One may be inclined to say that whales are large and dolphins/porpoises are small, but this is not always true. Orcas are technically a dolphin, while a pygmy sperm whale (a member of the sperm whale family) only gets to 11 feet in length — about the same size as a bottlenose dolphin. Size, therefore, cannot be used to determine whether a cetacean is a whale, dolphin, or porpoise. One major difference between the three is their teeth, or in the case of baleen whales, their baleen. The two broadest categories of cetaceans are the two suborders Odontoceti (cetaceans that have teeth) or Mysteceti (cetaceans that have baleen). Baleen whales generally can also be identified by their two blowholes, as compared to the one blowhole of toothed whales. Toothed whales are divided into several more groups — the sperm whale family, dolphins, narwhals and belugas, and porpoises, as well as many others. While porpoises and dolphins are pretty similar, there are a couple of main differences. Dolphins have conical shaped teeth, while porpoises have spade shaped teeth. True porpoises also lack the “beak” that a dolphin has, and have a more triangular, shark-like dorsal fin compared to the curved dorsal fin of a dolphin.

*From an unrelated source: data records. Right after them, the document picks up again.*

PR #234, opened 2020-07-08
Collectio monastica

DariaElagina:


new/LIT6074TwelveFathers.xml
```diff
@@ -0,0 +1,83 @@
...
+        </revisionDesc>
+    </teiHeader>
+    <text>
+        <body>
+
+            <div type="bibliography">
+              <listRelation>
+                <relation name="saws:formsPartOf" active="LIT6074TwelveFathers" passive="LIT4838CollectioM"></relation>
+                <relation name="saws:isAttributedToAuthor" active="LIT6074TwelveFathers" passive="PRS5585Isaiaht">
+                  <desc>The Syriac version of this text is attributed to <persName ref="PRS5585Isaiaht"></persName></desc>
```
thea-m, line 62: I think you could give a secondary reference to wright and the EAE for this record (and the next)

4001-5000/LIT4838CollectioM.xml
```diff
@@ -85,8 +86,142 @@ type="application/xml" schematypens="http://purl.oclc.org/dsdl/schematron"?><TEI
                <ab>
                  ቀዳሜ፡ ትእዛዙ፡ ለአብ፡ ዘይቤ፡ ዘቦ፡ እዝነ፡ ለይስማዕ። ይቤ፡ እግዚአብሔር፡ ሰማይ፡ መንበርየ፡
                </ab>
+               <div type="textpart" subtype="chapter" n="1" xml:id="Chapter1" xml:lang="gez">
```
thea-m, line 89: I assume that the textparts follow the edition, but it would maybe be better to clarify this

PR #243, opened 2020-07-19
Update LIT1970Mashaf.xml

DenisNosnitsin1970:
Some updates


thea-m:
The list of witnesses is not necessary, unless you are planning an edition using these manuscripts? 
If you want to list all witnesses, because the ID is not mentioned in the manuscript records, it would be better to work with the relation lawd:hasAttestation.

PR #244, opened 2020-07-19
Update LIT1970Mashaf.xml

DenisNosnitsin1970:
New witnesses


DariaElagina:
You mean that they are going to be used in the digital edition?

DariaElagina:
Are those changes equal to those in the previous PR?

DenisNosnitsin1970:
Maybe. What previous PR do you mean?

DariaElagina:
According to the guideleines: We use <witness>↗ for those manuscripts which are used for the edition we are going to provide in the <div type='edition'>↗. 
I mean, #243

PR #245, opened 2020-07-20
Create LIT6156OriginProphets.xml

DenisNosnitsin1970:
New record

### DIFF
--- a/new/LIT6156OriginProphets.xml
+++ b/new/LIT6156OriginProphets.xml
@@ -61,9 +61,9 @@ type="application/xml" schematypens="http://purl.oclc.org/dsdl/schematron"?>
                 </listRelation>
                    </div>
                 <div type="edition">
-                  <note>The division into text parts follow <ref type="mss" corresp="BNFabb195"/>.</note>
+                  <note>The division into text parts follows <ref type="mss" corresp="BNFabb195"/>.</note>
                    <div type="textpart" subtype="chapter" xml:id="Chronology">
-                      <label>On the Chronology of the Prophets</label>
+                      <label>On the chronology of the Prophets</label>
                    </div>
                    <div type="textpart" subtype="chapter" xml:id="Isaiah">
                       <label>On Prophet Isaiah</label>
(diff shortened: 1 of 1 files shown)


new/LIT6156OriginProphets.xml
```diff
@@ -0,0 +1,100 @@
...
+        </profileDesc>
+        <revisionDesc>
+            <change who="DN" when="2020-07-20">Created entity</change>
+        </revisionDesc>
+    </teiHeader>
+    <text>
+        <body>
+            <div type="bibliography">
+                <listRelation>
+                    <relation name="lawd:hasAttestation" active="LIT6156OriginProphets" passive="BNFabb195"/>
```
DariaElagina, line 60: If you will provide ID of the work in the manuscript description, this information is actually superfluous

new/LIT6156OriginProphets.xml
```diff
@@ -0,0 +1,100 @@
...
+                </listRelation>
+                   </div>
+                <div type="edition">
+                  <note>The division into text parts follow <ref type="mss" corresp="BNFabb195"/>.</note>
```
DariaElagina, line 64: follows

DariaElagina:
Please, note that we have agreed upon creating an issue first before creating a new work record to clear if a new record is really needed

new/LIT6156OriginProphets.xml
DenisNosnitsin1970: I alwazs provide at least one, otherwise the system reports a mistake?

new/LIT6156OriginProphets.xml
DenisNosnitsin1970: ok

DenisNosnitsin1970:
Ok, here the result will be 99% the same.

new/LIT6156OriginProphets.xml
DariaElagina: no relation is mandatory, there should be no mistake

PR #281, opened 2020-09-07
Update title(s), witnesses, and bibliography

smaugustine:
A critical edition and translation of LS is an ongoing project of mine (and NB that it is the main content of BAVet 208, which I shall add shortly).

The relevant bibliography (missing from Zotero) would be the entry in the EAe (553b-554b) and also:
- Grébaut, Sylvain. “L’Hymne-Invocation Lesâna Sab’e.” _Aethiopica : revue philologique_ 3, no. 1 (1935): 6–12.


PietroLiuzzo:
please for request about the bibliography, use this issue https://github.com/BetaMasaheft/Documentation/issues/1445

eu-genia:
For Grébaut you can use bm:Grebaut1935LesanaSab
For the EAe entry (which was in Zotero, just without bm tag) you can use bm:HabtemichaelNosnitsin2007Lessanasab

For the future if you need a new record you should use this issue
https://github.com/BetaMasaheft/Documentation/issues/1445

Thank you

PR #289, opened 2020-09-15
Gadla Sadqan zaBaraknaha (and a small update to Sayfa Sellase)

eu-genia:


new/LIT6176MalkaSadeqanB.xml
```diff
@@ -0,0 +1,65 @@
...
+            </langUsage>
+        </profileDesc>
+        <revisionDesc>
+            <change who="ES" when="2020-09-14">Created entity</change>
+        </revisionDesc>
+    </teiHeader>
+    <text>
+        <body>
+            <div type="bibliography">
+                <listBibl type="text">
```
thea-m, line 55: I still do not understand the use of listBibl type="text", I will be happy to enlightened on this.

1001-2000/LIT1489Gadlas.xml
```diff
@@ -26,6 +26,22 @@ type="application/xml" schematypens="http://purl.oclc.org/dsdl/schematron"?><TEI
             <p>Work of the literatures of Ethiopia and Eritrea</p>
          </sourceDesc>
          <sourceDesc>
+            <listWit>
+               
+               <witness corresp="BaraknahaSadqan">Ms. from the church of Bāraknāhā (Eritrea) (publ. <bibl>
```
thea-m, line 31: According to the guidelines, `witness `is only used for manuscripts used for the edition provided by the record. I understand the need to save all the witness information given in the Ethio-SPaRe records, of which many manuscripts will not be catalogued in BM in a long time, which would be a pity to lose in the meanwhile.
But I don't think that giving non-existent IDs in `@corresp` is the best way to go. I wonder whether this information might be better recorded in `listBibl` (secondary or a new attribute for this) , if we stay with the current guidelines on witnesses.
This is a common issue with the updating of Ethio-SPaRe records, if the encoding as in this example has already been discussed and I'm not aware of it, the guidelines could be updated. @eu-genia @PietroLiuzzo

thea-m (changes requested):
thank you, just two questions

1001-2000/LIT1489Gadlas.xml
eu-genia: they are existent https://github.com/BetaMasaheft/Manuscripts/pull/767

eu-genia: I created stubs for all MSS

new/LIT6176MalkaSadeqanB.xml
eu-genia: the text is reproduced in the article (just checked) but it is surely not an edition

thea-m (approved):

PR #298, opened 2020-09-18
Correction to the colophon in the Miracles of George

eu-genia:


thea-m:
I think you might have taken the text from abbyy without correcting it? :)

thea-m (approved):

The harbor porpoise has all of these characteristics — spade shaped teeth, rounded head, and a triangular dorsal fin. They are generally a uniform grey color and are on the very small side —from four and a half to six feet, and only get to about 120 pounds. To me, they look like a mini-version of a bottlenose dolphin without the beak, as if a bottlenose somehow lost its nose. Harbor porpoises are not gregarious like other species of dolphins and can be elusive. They are found in temperate waters in the northern hemisphere strictly along coastlines (hence the name “harbor” porpoise), and while dives over 600 feet deep have been recorded, they frequently stay near the surface and make frequent, shallow dives.

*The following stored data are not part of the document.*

PR #302, opened 2020-09-21
Homily churches

MarcinKrawczuk:
Here is the record where the title has been taken from another ms but I didn't know how to link to it.

### DIFF
--- a/new/LIT6180HomilyChurches.xml
+++ b/new/LIT6180HomilyChurches.xml
@@ -1,0 +1,63 @@
+<?xml-model href="https://raw.githubusercontent.com/BetaMasaheft/schema/master/tei-betamesaheft.rng"
+schematypens="http://relaxng.org/ns/structure/1.0"?><?xml-model href="https://raw.githubusercontent.com/BetaMasaheft/schema/master/tei-betamesaheft.rng"
+type="application/xml" schematypens="http://purl.oclc.org/dsdl/schematron"?>
+<TEI xmlns="http://www.tei-c.org/ns/1.0" xml:id="LIT6180HomilyChurches" xml:lang="en" type="work">
+    <teiHeader>
+        <fileDesc>
+            <titleStmt>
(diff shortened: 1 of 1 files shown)


new/LIT6180HomilyChurches.xml
```diff
@@ -0,0 +1,64 @@
...
+                <p/>
+            </sourceDesc>
+        </fileDesc>
+        <encodingDesc>
+            <p>A digital born TEI file</p>
+        </encodingDesc>
+        <profileDesc>
+            <creation/>
+            <abstract>
+                <p>The title of the work has been taken from EMML 8897, <locus target="#49r">f. 49r</locus>.</p>
```
DariaElagina, line 36: Since there is a record for the ms you can add a <ref> pointing to this particular ms: `<ref type="mss" corresp="..."></ref>`

new/LIT6180HomilyChurches.xml
```diff
@@ -0,0 +1,64 @@
...
+        <revisionDesc>
+            <change who="MKr" when="2020-09-15">Created entity</change>
+        </revisionDesc>
+    </teiHeader>
+    <text>
+        <body>
+            <div type="bibliography">
+                <listRelation>
+                    <relation name="ecrm:P129_is_about" active="LIT6180HomilyChurches" passive="PRS6819Mary"/>
+                    <relation name="saws:isDifferentTo" active="LIT6180HomilyChurches" passive="LIT6178BasilPhilippi"/>
```
DariaElagina, line 59: The attribution to an author can also be encoded here (saws:isAttributedToAuthor), with a precise description and a ref to the Ms

MarcinKrawczuk: Thank you for that. In EMML 8897 it is attributed to John of Cesarea, my intuition is that they made a mistake and it should be Basil of C., but it would take some research to confirm. So for the time being I ignored the attribution.

DariaElagina (approved):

Dall’s porpoises are not much larger than a harbor porpoise — they grow up to seven feet long — but have a much more striking pattern of black and white, and also have a distinctive, stocky body shape. They are incredibly fast and can reach speeds of about 55 knots, making them the fastest porpoise. Dall’s porpoises are consistently seen traveling at high speeds out on the water, and their very triangular dorsal fin make a unique rooster tail pattern in the water when they are cruising. They are frequently observed more by sailors than the harbor porpoise. Dall’s porpoises can only be found in the North Pacific, though they do venture out past the coasts to the high seas.
Another fascinating difference between porpoises and dolphins that is in their ability to produce sounds. Dolphins are incredibly talkative and communicate with each other regularly through whistles and clicks. Porpoises are physiologically different in this regard, and so may be unable to produce the same range of noise that dolphins do. This difference may also provide an explanation for why they are so quiet in comparison.

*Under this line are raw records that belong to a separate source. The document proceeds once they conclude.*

PR #321, opened 2020-10-10
Create LIT6193HomiliaryPassions.xml

DenisNosnitsin1970:
New record, to dissimilate from LIT1291Dersan

### DIFF
--- a/new/LIT6193HomiliaryPassions.xml
+++ b/new/LIT6193HomiliaryPassions.xml
@@ -1,0 +1,155 @@
+<?xml-model href="https://raw.githubusercontent.com/BetaMasaheft/schema/master/tei-betamesaheft.rng"
+schematypens="http://relaxng.org/ns/structure/1.0"?><?xml-model href="https://raw.githubusercontent.com/BetaMasaheft/schema/master/tei-betamesaheft.rng"
+type="application/xml" schematypens="http://purl.oclc.org/dsdl/schematron"?>
+<TEI xmlns="http://www.tei-c.org/ns/1.0" xml:id="LIT6193HomiliaryPassions" xml:lang="en" type="work">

You may be surprised to know that even with all of these qualifications for telling a porpoise from a whale from a dolphin, sometimes the delineation between species is rather fluid. In general, different species don’t (or can’t) reproduce with one another, but sometimes there is evidence that two different species are interbreeding. These cases are known as hybridization, and have been observed in captivity amongst cetaceans, such as at the Sea Life Park in Hawaii with their “wholphin” Keikaimalu (her father was a false killer whale and her mother was a bottlenose dolphin). A significant case of hybridization in the wild was of a fetus recovered from a dead Dall’s porpoise that shared traits and genetics with harbor porpoises. Uniquely patterned porpoises have been observed in the North Pacific, and it’s a possibility that these observations were of these harbor porpoise/Dall’s porpoise hybrids.
Next time you are out on the water, as well as looking for orcas, spare a glance for these porpoises. Whether you see a harbor porpoise, a Dall’s porpoise, or possibly even a hybrid, consider yourself very lucky to be on Pacific Northwest waters!
Photos by Simon Hook.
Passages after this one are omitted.